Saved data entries
= = = = = = =

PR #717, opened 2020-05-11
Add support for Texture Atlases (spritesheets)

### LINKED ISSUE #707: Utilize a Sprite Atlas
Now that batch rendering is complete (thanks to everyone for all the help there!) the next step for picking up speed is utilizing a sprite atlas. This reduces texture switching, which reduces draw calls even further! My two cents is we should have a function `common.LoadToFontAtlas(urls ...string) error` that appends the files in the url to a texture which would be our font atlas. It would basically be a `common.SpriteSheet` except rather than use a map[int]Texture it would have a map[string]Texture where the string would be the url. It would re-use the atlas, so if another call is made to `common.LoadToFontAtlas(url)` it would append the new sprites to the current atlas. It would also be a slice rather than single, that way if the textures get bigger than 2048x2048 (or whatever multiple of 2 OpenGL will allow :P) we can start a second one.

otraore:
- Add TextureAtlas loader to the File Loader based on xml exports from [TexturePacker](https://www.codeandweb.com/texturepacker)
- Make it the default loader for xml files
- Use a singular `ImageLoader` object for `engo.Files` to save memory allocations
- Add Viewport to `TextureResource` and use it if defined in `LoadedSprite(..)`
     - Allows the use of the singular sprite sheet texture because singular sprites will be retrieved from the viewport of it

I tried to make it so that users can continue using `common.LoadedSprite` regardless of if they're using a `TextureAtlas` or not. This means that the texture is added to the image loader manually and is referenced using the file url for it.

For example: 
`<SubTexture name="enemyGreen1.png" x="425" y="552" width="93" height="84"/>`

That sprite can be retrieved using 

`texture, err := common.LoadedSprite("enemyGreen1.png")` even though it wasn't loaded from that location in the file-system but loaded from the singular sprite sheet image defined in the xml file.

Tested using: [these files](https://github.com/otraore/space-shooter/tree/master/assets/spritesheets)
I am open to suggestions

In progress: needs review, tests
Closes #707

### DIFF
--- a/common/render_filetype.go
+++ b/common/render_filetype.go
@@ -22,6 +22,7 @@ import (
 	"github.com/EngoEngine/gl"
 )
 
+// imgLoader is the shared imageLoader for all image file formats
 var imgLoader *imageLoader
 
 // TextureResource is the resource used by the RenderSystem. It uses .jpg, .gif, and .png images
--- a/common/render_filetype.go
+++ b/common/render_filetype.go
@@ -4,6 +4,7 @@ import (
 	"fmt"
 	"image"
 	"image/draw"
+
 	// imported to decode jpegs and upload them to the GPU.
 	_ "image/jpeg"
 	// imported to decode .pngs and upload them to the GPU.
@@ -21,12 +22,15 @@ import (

= = = = = = =

*Task instructions*: Output exactly the lines from the one containing "var imgLoader *imageLoader" through the last line of the records, both included. Output nothing else.

*Written answer*:
 var imgLoader *imageLoader
 
 // TextureResource is the resource used by the RenderSystem. It uses .jpg, .gif, and .png images
--- a/common/render_filetype.go
+++ b/common/render_filetype.go
@@ -4,6 +4,7 @@ import (
 	"fmt"
 	"image"
 	"image/draw"
+
 	// imported to decode jpegs and upload them to the GPU.
 	_ "image/jpeg"
 	// imported to decode .pngs and upload them to the GPU.
@@ -21,12 +22,15 @@ import (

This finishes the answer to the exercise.